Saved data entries

= = = = =

PR #356, opened 2023-03-09
Simpler AST Traversal

skeqiqevian:
Was thinking about how to rewrite some of the more complicated scheduling ops with internal cursors. Since we're trying to move away from the `Cursor_Rewrite` but still want AST traversal helpers, I wrote a fairly simple `WalkAST` class. It's already been helpful - I rewrote some existing helper functions in terms of it.

### DIFF
--- a/src/exo/LoopIR_scheduling.py
+++ b/src/exo/LoopIR_scheduling.py
@@ -176,6 +176,84 @@ class Cursor_Rewrite(LoopIR_Rewrite):
         return None
 
 
+class WalkAST:
+    """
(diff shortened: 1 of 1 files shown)


skeqiqevian:
`LoopIR_Do` already supplies the desired functionality needed for get_reads/get_writes. However, since `LoopIR_Do` operates on `LoopIR` rather than `Cursors`, it wouldn't be able to support cursor editing passes over the AST. For now, I'll try to use `pattern_match` to do what I want, but I may revisit this idea later.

= = = = =

Copy out the lines above that hold the string "already".

__REPLY__:
Was thinking about how to rewrite some of the more complicated scheduling ops with internal cursors. Since we're trying to move away from the `Cursor_Rewrite` but still want AST traversal helpers, I wrote a fairly simple `WalkAST` class. It's already been helpful - I rewrote some existing helper functions in terms of it.
`LoopIR_Do` already supplies the desired functionality needed for get_reads/get_writes. However, since `LoopIR_Do` operates on `LoopIR` rather than `Cursors`, it wouldn't be able to support cursor editing passes over the AST. For now, I'll try to use `pattern_match` to do what I want, but I may revisit this idea later.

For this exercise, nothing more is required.